There are various good reasons you might have to have to search out every one of the URLs on a website, but your correct aim will determine Whatever you’re searching for. For instance, you may want to:
Detect every single indexed URL to investigate problems like cannibalization or index bloat
Acquire latest and historic URLs Google has seen, especially for website migrations
Find all 404 URLs to recover from publish-migration mistakes
In Each and every situation, a single Software received’t Supply you with anything you will need. Unfortunately, Google Lookup Console isn’t exhaustive, as well as a “web page:example.com” search is proscribed and hard to extract info from.
In this particular article, I’ll stroll you through some applications to make your URL listing and just before deduplicating the data employing a spreadsheet or Jupyter Notebook, determined by your site’s sizing.
Previous sitemaps and crawl exports
If you’re searching for URLs that disappeared through the Reside site not long ago, there’s an opportunity someone with your group may have saved a sitemap file or simply a crawl export before the alterations ended up built. In the event you haven’t previously, look for these data files; they can frequently supply what you may need. But, when you’re examining this, you probably didn't get so Blessed.
Archive.org
Archive.org
Archive.org is a useful Device for Website positioning jobs, funded by donations. In case you hunt for a domain and select the “URLs” option, you could accessibility nearly 10,000 mentioned URLs.
Even so, There are some limitations:
URL limit: You could only retrieve around web designer kuala lumpur ten,000 URLs, which happens to be insufficient for greater web-sites.
High quality: A lot of URLs could possibly be malformed or reference resource files (e.g., pictures or scripts).
No export alternative: There isn’t a developed-in strategy to export the list.
To bypass the lack of the export button, make use of a browser scraping plugin like Dataminer.io. Nonetheless, these limitations necessarily mean Archive.org might not offer an entire Resolution for more substantial internet sites. Also, Archive.org doesn’t reveal whether Google indexed a URL—however, if Archive.org observed it, there’s a fantastic possibility Google did, too.
Moz Professional
Although you may commonly utilize a connection index to locate exterior websites linking to you, these equipment also find out URLs on your internet site in the method.
The best way to utilize it:
Export your inbound one-way links in Moz Professional to acquire a swift and straightforward list of concentrate on URLs out of your web page. In case you’re addressing a large website, consider using the Moz API to export info past what’s manageable in Excel or Google Sheets.
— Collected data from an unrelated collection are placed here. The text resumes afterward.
PR #1171, opened 2020-09-10
Remove varlen_entry_benchmark from CI

mbutrovich:
It's just too noisy to be reliable. Added documentation that performance should be looked at critically using the benchmark locally if exercised code is changed.


lmwnshn (approved):
LGTM.

PR #5146, opened 2026-04-19
Accept thinking-only responses when output_type allows None

kmike:
I have a system prompt which tells the model not to output anything after a particular tool call. But some models (e.g. gemma4 e4b) like to think and congratulate themselves in these cases, after the tool call:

It’s vital that you Be aware that Moz Professional doesn’t verify if URLs are indexed or found by Google. Nonetheless, due to the fact most web sites utilize the exact same robots.txt guidelines to Moz’s bots as they do to Google’s, this process commonly functions effectively for a proxy for Googlebot’s discoverability.
Google Search Console
Google Search Console delivers quite a few valuable sources for creating your listing of URLs.
Links experiences:
Much like Moz Pro, the One-way links area offers exportable lists of focus on URLs. Regrettably, these exports are capped at one,000 URLs Each and every. You can use filters for precise internet pages, but considering that filters don’t utilize towards the export, you could possibly need to depend on browser scraping resources—limited to five hundred filtered URLs at any given time. Not perfect.
Functionality → Search Results:
This export offers you an index of webpages receiving research impressions. While the export is restricted, You need to use Google Look for Console API for greater datasets. There's also totally free Google Sheets plugins that simplify pulling far more extensive facts.
Indexing → Pages report:
This area provides exports filtered by challenge form, even though they're also minimal in scope.
Google Analytics
Google Analytics
The Engagement → Web pages and Screens default report in GA4 is a superb source for collecting URLs, having a generous Restrict of one hundred,000 URLs.
Even better, you can use filters to create different URL lists, correctly surpassing the 100k limit. Such as, if you'd like to export only weblog URLs, abide by these actions:
Phase 1: Include a segment on the report
Phase 2: Click “Create a new phase.”
Action 3: Determine the section using a narrower URL sample, which include URLs that contains /weblog/
Note: URLs present in Google Analytics may not be discoverable by Googlebot or indexed by Google, but they offer precious insights.
Server log files
Server or CDN log information are perhaps the ultimate Device at your disposal. These logs capture an exhaustive checklist of every URL route queried by buyers, Googlebot, or other bots through the recorded time period.
Things to consider:
Details sizing: Log documents could be huge, so many web pages only retain the last two weeks of knowledge.
Complexity: Examining log files might be challenging, but different instruments can be obtained to simplify the method.
Blend, and superior luck
Once you’ve collected URLs from all of these sources, it’s time to mix them. If your internet site is small enough, use Excel or, for greater datasets, resources like Google Sheets or Jupyter Notebook. Be certain all URLs are constantly formatted, then deduplicate the listing.
And voilà—you now have an extensive listing of current, previous, and archived URLs. Fantastic luck!